» **Work to be completed**:
Keep only the lines from the top of the listing through the one with "head_tree_editor = repo.edit_tree(repo.head_tree_id()?)?;", and reproduce them unaltered.

▶

PR #4974, opened 2024-09-24
Temporarily replace create_wd_tree with index operations

Caleb-T-Owens:
@Byron, We've had some other strange behavior that might be related to create_wd_tree on @krlvi's computer that we're looking into. We've decided to prepare a release with the old index operations in place as a hot fix in case further investigation shows that this is indeed the problem.

I'll be digging into this a little more tomorrow where we can hopefully either rule it out as a problem, or create a fix.

### DIFF
--- a/crates/gitbutler-repo/src/repository_ext.rs
+++ b/crates/gitbutler-repo/src/repository_ext.rs
@@ -158,71 +158,76 @@ impl RepositoryExt for git2::Repository {
     /// Note that right now, it doesn't skip big files.
     #[instrument(level = tracing::Level::DEBUG, skip(self), err(Debug))]
     fn create_wd_tree(&self) -> Result<Tree> {
-        let repo = gix::open(self.path())?;
-        let workdir = repo.work_dir().context("Need non-bare repository")?;
-        let mut head_tree_editor = repo.edit_tree(repo.head_tree_id()?)?;
-        let status_changes = repo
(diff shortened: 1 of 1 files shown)


krlvi (approved):

krlvi:
Hmm, I am not sure what to make of the failing test. But also at the same time, the issue that i hit earlier today happens even when running from this branch, so in that particular case `get_wd_tree` was not the issue

Caleb-T-Owens:
> Hmm, I am not sure what to make of the failing test. But also at the same time, the issue that i hit earlier today happens even when running from this branch, so in that particular case get_wd_tree was not the issue.
..And the app feels quite sluggish


Oooh, I didn't realise that... that is rather curious

Byron:
It seems the issue is more complex then.

And I think it's a hint at how to do this conversion: only one step at a time. After all, test-coverage isn't complete and the real-world is complex, so ultimately we will probably find most issues through manual testing. Then hopefully we'd know what conversion step to undo to see if it was the cause.

Alternatively, and if the problem was known to be working before, one could probably just bisect and know which commit introduced the issue.

When `merge_trees` can be done by `gitoxide`, I think I will focus on the highest value target, i.e. the one that is slowest, and then pace the introduction of using `merge_trees` in more places lower the risk of multiple things breaking at the same time.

◀

» **Result for this task**:
PR #4974, opened 2024-09-24
Temporarily replace create_wd_tree with index operations

Caleb-T-Owens:
@Byron, We've had some other strange behavior that might be related to create_wd_tree on @krlvi's computer that we're looking into. We've decided to prepare a release with the old index operations in place as a hot fix in case further investigation shows that this is indeed the problem.

I'll be digging into this a little more tomorrow where we can hopefully either rule it out as a problem, or create a fix.

### DIFF
--- a/crates/gitbutler-repo/src/repository_ext.rs
+++ b/crates/gitbutler-repo/src/repository_ext.rs
@@ -158,71 +158,76 @@ impl RepositoryExt for git2::Repository {
     /// Note that right now, it doesn't skip big files.
     #[instrument(level = tracing::Level::DEBUG, skip(self), err(Debug))]
     fn create_wd_tree(&self) -> Result<Tree> {
-        let repo = gix::open(self.path())?;
-        let workdir = repo.work_dir().context("Need non-bare repository")?;
-        let mut head_tree_editor = repo.edit_tree(repo.head_tree_id()?)?;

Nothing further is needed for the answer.